# Night crawler



## MSnowy (Jan 12, 2021)

I spent a little time with my new friend last evening


----------



## Space Face (Jan 12, 2021)

Very menacing.


----------



## Dean_Gretsch (Jan 12, 2021)

My God, that pic is incredible.


----------



## Jeff15 (Jan 12, 2021)

Very good shot....


----------



## SquarePeg (Jan 12, 2021)

Stalking you!  Going to nominate this for POTM - I know you have another coyote photo already nominated for January.  Still I think this one deserves another!


----------



## nokk (Jan 12, 2021)

fantastic!


----------



## K9Kirk (Jan 12, 2021)

This is just awesome, you've outdone yourself and I'm not worrying about a pic of mine being on the dark side ever again. This is proof that less light can be more.


----------



## MSnowy (Jan 12, 2021)

Jeff15 said:


> Very good shot....



Thanks


----------



## MSnowy (Jan 12, 2021)

SquarePeg said:


> Stalking you!  Going to nominate this for POTM - I know you have another coyote photo already nominated for January.  Still I think this one deserves another!


 
Ok Thanks


----------



## MSnowy (Jan 12, 2021)

K9Kirk said:


> This is just awesome, you've outdone yourself and I'm not worrying about a pic of mine being on the dark side ever again. This is proof that less light can be more.



Thanks. 


Dean_Gretsch said:


> My God, that pic is incredible.





Space Face said:


> Very menacing.





Dean_Gretsch said:


> My God, that pic is incredible.





Jeff15 said:


> Very good shot....





nokk said:


> fantastic!



thanks


----------



## MSnowy (Jan 12, 2021)

K9Kirk said:


> This is just awesome, you've outdone yourself and I'm not worrying about a pic of mine being on the dark side ever again. This is proof that less light can be more.

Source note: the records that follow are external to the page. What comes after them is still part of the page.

PR #2030, opened 2024-02-04
Mouse Profile Import/Export

IceStormNG:
This allows to save mouse profiles to a file on your computer and import them back later.
Might be helpful when messing with settings or with AC that likes to revert your mouse settings as soon as it detects your peripheral without even asking.

Writes GMP1 files (GHelper Mouse Profile Version 1).

Export/Import will operate on the currently selected profile. It does not export/overwrite other profiles besides the one currently selected.
All settings of the currently active profile are exported, except for which DPI profile is active, because not all mice support it.

Mouse profiles are mouse dependent. You cannot import the profile from another mouse that has different featureset.

image


seerge:
@IceStormNG ok, great. I assume it's indeed easier to have them separate from main app config.

IceStormNG:
> @IceStormNG ok, great. I assume it's indeed easier to have them separate from main app config.

Yes. I want to avoid what AC does. Having local storage and overwrite whatever is on the mouse all the time. 
It's more of like a backup feature. Especially if someone installs AC or connects the mouse to another PC with AC on, the mouse profile gets overwritten by AC immediately.
I guess most people don't need it, but it will be useful to some.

Thanks. Sometimes you only need just enough light to make your point


----------



## weepete (Jan 12, 2021)

That is an absolute belter! Great shot, love it.


----------



## PJM (Jan 12, 2021)

Stunning shot.  The light, his eyes, his stance... everything about it is perfect.


----------



## jcdeboever (Jan 12, 2021)

Holy Crap!


----------



## fishing4sanity (Jan 12, 2021)

That is my favorite coyote photograph ever. If you don't mind me asking, was the noise that minimal sooc or did it need quite a bit in post? I always get lots of noise in low light situations and I'm not very good in post software either. Stunning photograph!


----------



## Winona (Jan 12, 2021)

Awesome!


----------



## MSnowy (Jan 14, 2021)

jcdeboever said:


> Holy Crap!





weepete said:


> That is an absolute belter! Great shot, love it.





PJM said:


> Stunning shot.  The light, his eyes, his stance... everything about it is perfect.



Thank you


----------



## MSnowy (Jan 14, 2021)

fishing4sanity said:


> That is my favorite coyote photograph ever. If you don't mind me asking, was the noise that minimal sooc or did it need quite a bit in post? I always get lots of noise in low light situations and I'm not very good in post software either. Stunning photograph!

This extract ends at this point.